Although not the first product to offer data reduction in primary storage, IBM raised the bar by doing compression inline (real-time) and without performance impact. Other solutions in the open systems storage area primarily compress data and sometimes dedupe it as a post-processing task after the data has been written.
Competition for storage business is intense, and inline compression of data for primary storage will be a major competitive area because of the economic value it brings customers. If the compression can effectively reduce the amount of data stored, the reduction amount serves as a multiplier to the amount of capacity that was purchased.
IBM claims a 5x capacity improvement, which gives customers five times as much capacity as they pay for. Even if IBM’s compression comes in at 2x, that would still be significant savings despite an additional license fee for the feature.
Doing compression with no performance impact means the compression is transparent to the application and server operating system. The customer gets increased capacity benefits without having to make an accommodation such as installing another driver or version of an application. The effective compression rate will vary with data types, but there has been a long history of compressing data and the types and compression rates are not a new science. Vendors usually publish an expected average and sometimes offer a guarantee associated with the purchase.
Compression of real-time data in the mainframe world goes back to the StorageTek Iceberg (later offered as the IBM Ramac Virtual Array) that compressed mainframe count-key-data in the 1990s. That system compressed data at the channel interface and then stored the compressed information on disk.
The use of the Log Structured File system and the intelligence in the embedded storage software allowed the system to manage the variable amount of compressed data (done on a per-track level), and removed the direct mapping to a physical location. That was an effective compression implementation and demonstrated the effect that compression multiplies the actual capacity.
One of the more significant aspects of compressing data at the interface level was the effect that had on the rest of the system resources. With data that was reduced by something like 5x or 6x, the other resources in the system benefited.
• The cache capacity was effectively multiplied by that same amount, allowing for more data to be resident in cache giving higher hit ratios on reads and greater opportunity for write coalescing.
• The interface to the device had the data transfer bandwidth effectively multiplied for much faster transfer of data from the disk drive buffers.
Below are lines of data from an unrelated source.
PR #1011, opened 2022-03-22
Add prebuilt binaries of 3.1.7 for linux/arm64

sbc100:
Thanks for @otterley for doing that hard work of actually building these binaries.

I basically uploaded them and then did and confirmed they are installable have have the right architecture:

```
$ EMSDK_ARCH=aarch64 ./emsdk install 3.1.7
$ file upstream/bin/clang-15 
upstream/bin/clang-15: ELF 64-bit LSB executable, ARM aarch64, version 1 (SYSV), dynamically linked, interpreter /lib/ld-linux-aarch64.so.1, for GNU/Linux 3.7.0, BuildID[xxHash]=15798223cc2ffa5f, not stripped
```

### DIFF
--- a/emsdk.py
+++ b/emsdk.py
@@ -42,7 +42,7 @@ emsdk_packages_url = 'https://storage.googleapis.com/webassembly/emscripten-rele
 
 emscripten_releases_repo = 'https://chromium.googlesource.com/emscripten-releases'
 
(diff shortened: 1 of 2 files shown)


dschuff (approved):
This looks good. If we ultimately move to a different host for the Aarch64 binaries, we can do what we did when we moved from mozilla to google hosting, and also move any old release binaries we want to keep available.

PR #996, opened 2022-03-04
Fix macOS build

juj:
Emsdk is unable to build Binaryen from source on macOS since Binaryen adopted new libstdc++ that required a newer macOS, issue https://github.com/WebAssembly/binaryen/issues/4299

• The disk devices, while storing more data, also would transfer more data over a period of time to the disk buffers and the controller.
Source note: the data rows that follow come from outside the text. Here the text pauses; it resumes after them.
PR #1146, opened 2022-12-03
Draft: add support for weak dependencies

kleisauke:
Allowing users to easily install, activate and use the Emscripten toolchain in combination with a system-installed version of Node.js.

This can be useful since emsdk currently provides Node.js 14.x, whose active support ended a year ago.

Current (and unchanged) behavior:
```console
$ ./emsdk install latest
$ ./emsdk activate latest
$ source ./emsdk_env.sh

$ which node
/home/kleisauke/emsdk/node/14.18.2_64bit/bin/node
$ node -v
v14.18.2
```

Behavior with the optional `--no-install-recommends` flag:
```console
$ ./emsdk install latest --no-install-recommends
$ ./emsdk activate latest
$ source ./emsdk_env.sh

$ which node
/usr/bin/node
$ node -v
v18.12.1
```

This PR also allows uninstalling the bundled Node.js version before the `activate` phase (this would previously fail with the `tool is not installed and therefore cannot be activated` error).
```console
$ ./emsdk install latest
$ ./emsdk uninstall node-14.18.2-64bit
$ ./emsdk activate latest
$ source ./emsdk_env.sh

$ which node
/usr/bin/node
$ node -v
v18.12.1
```

Marked this PR as draft due to these TODO-items:
- [ ] Rename this flag? It's basically the same flag as used by the APT package manager (I can't think of a better name for it).
- [ ] Split the commits in multiple PRs?
- [ ] Add documentation and tests for this flag.

(since this is considered a draft, I deliberately did not link any issues to this PR)

### DIFF
--- a/docker/Dockerfile
+++ b/docker/Dockerfile
@@ -23,7 +23,7 @@ COPY . ${EMSDK}
 
 RUN echo "## Install Emscripten" \
     && cd ${EMSDK} \
-    && ./emsdk install ${EMSCRIPTEN_VERSION} \
+    && ./emsdk install ${EMSCRIPTEN_VERSION} --no-install-recommends \
     && echo "## Done"
 
 # This generates configuration that contains all valid paths according to installed SDK
@@ -42,8 +42,6 @@ RUN cd ${EMSDK} \
 # Cleanup Emscripten installation and strip some symbols
 RUN echo "## Aggressive optimization: Remove debug symbols" \
     && cd ${EMSDK} && . ./emsdk_env.sh \
-    # Remove debugging symbols from embedded node (extra 7MB)
-    && strip -s `which node` \
     # Tests consume ~80MB disc space
     && rm -fr ${EMSDK}/upstream/emscripten/tests \
     # Fastcomp is not supported
@@ -64,8 +62,7 @@ COPY --from=stage_build /emsdk /emsdk
 # This will let use tools offered by this image inside other Docker images
 # (sub-stages) or with custom / no entrypoint
 ENV EMSDK=/emsdk \
-    EMSDK_NODE=/emsdk/node/14.18.2_64bit/bin/node \
-    PATH="/emsdk:/emsdk/upstream/emscripten:/emsdk/upstream/bin:/emsdk/node/14.18.2_64bit/bin:${PATH}"
+    PATH="/emsdk:/emsdk/upstream/emscripten:/emsdk/upstream/bin:${PATH}"
 
 # ------------------------------------------------------------------------------
 # Create a 'standard` 1000:1000 user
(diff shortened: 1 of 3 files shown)


sbc100:
Thanks for working on this.

On first glance, this seems like quite a lot of complexity to add simply to solve the issue of "how to avoid adding emsdk node".

In theory, if you don't want any of the sdk dependencies I think it should be possible to pick and choose which you want to install.   We already have the release binaries which are separate from their dependencies.  The `sdk-releases-upstream-%releases-tag%"` sdk pulls in `"releases-upstream-%releases-tag%-64bit"` altough with its dependencies.  I feel like if you just want to install  `"releases-upstream-%releases-tag%-64bit"` then we should just find an easy way to do it.

For example today you can do this:

```
$ ./emsdk install releases-upstream-48ce0b44015d0182fc8c27aa9fbc0a4474b55982-64bit
$ ./emsdk activate releases-upstream-48ce0b44015d0182fc8c27aa9fbc0a4474b55982-64bit
```

That will install the release binaries without any of the dependencies.  You can then pick and choose any other packages you want to install. 

One problem is that we don't have nice aliases like `latest` for these raw packages.  Perhaps adding the aliases would be enough..

kleisauke:
I think the complexity is reasonable. Commit 6a8d213273e3d21eae30d3aeea9a83054fe7c5f3 is the one that adds support for this, which are 65 additions and 60 deletions, not counting the whitespace changes. I could reduce the diff even more, since I added some comments and removed `recursive_dependencies()` in favor of `resolve_tools(recursive=True)` and `can_simultaneously_activate()` in favor of `is_remnant_or_conflicting_with()`. But I'm not sure if this is worth it, given that I'm modifying a 2733(!) SLOC file (my feeling would be to refactor this first if there are concerns about complexity).

You're right that this is only a issue for the SDK tags/aliases and that you can use `releases-upstream-%releases-tag%-64bit` for that. However, adding another `-base` alias for that (what is done in the subsequent PR) feels more like a workaround to me. Ideally, this should be a flag that is optional and that we can (hopefully) make the default behavior in the future.

Note that I considered two things before opening this draft PR:
1. Upgrade the bundled Node.js version to the latest LTS version;
2. Add a similar flag to `emsdk activate` and/or `emsdk_env` instead.

(1) could be easy in terms of implementation, but the discussion about dropping supporting Windows 7 has not been resolved (AFAIK). This could also lead to backward compatibility issues because we are not testing with the minimum supported Node.js version anymore. But in my opinion, that should not be a valid reason for not testing with newer versions. That said, we should implement the `-sMIN_NODEJS_VERSION` link-time option in Emscripten first to ensure the minimum supported Node.js version is defined and documented (this would also allow conditional exclusion of unnecessary polyfills based on the Node.js version).

By implementing (1), regressions would be noticed earlier, especially those behind the `--experimental-wasm-*` flag in V8. It could also reduce the flakiness in both the auto-roller and CI, or at least makes reproducing easier (sometimes I didn't investigate a flaky test further because it wasn't reproducible on newer Node.js versions).

(2) could be an alternative solution, but I think it would be neater to do this a stage earlier, as done in this draft PR. This way, users can still install and activate the bundled Node.js separately if we decide to enable this flag by default (thus preventing weak dependencies from being installed by default). This implementation is also a bit more future-proof; for example, it's easy to add a WASI-compliant runtime to the weak dependencies or to mark the Python dependency as weak on Windows and macOS (although we should probably remove that dependency once we are certain that Python 2.x is no longer used as a bootstrap).

kleisauke:
I'll abandon this PR, will revisit this when there's more interest.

Similar benefits gained by the implementation in the StorageTek system can be achieved in new systems targeted for primary storage in open systems.
In the case of the StorageTek system, the compression was a hardware-intensive implementation on the channel interface card. With IBM’s Storewize V7000 and SVC, the implementation is done in software, capitalizing on the multi-core processors available in the storage systems. Faster processors with more cores in succeeding generations should provide additional improvement. Having compressed data in cache and compressed data transferred on the device level interface and from the device means performance gains there offset time spent in the compression algorithm.
There are other potential areas where transparent compression could be done. Compressing the data in the device such as in the controller for solid state technology is another option.
Customers will benefit from reduction of data actually stored and the inline compression of data that is transparent to operations. The benefits are in the economics and this will be a competitive area for vendors.
There will be a considerable number of claims regarding implementations until this becomes a standard capability across storage systems from a majority of vendors. You can expect a rush to bring competitive solutions to market.
(Randy Kerns is Senior Strategist at Evaluator Group, an IT analyst firm).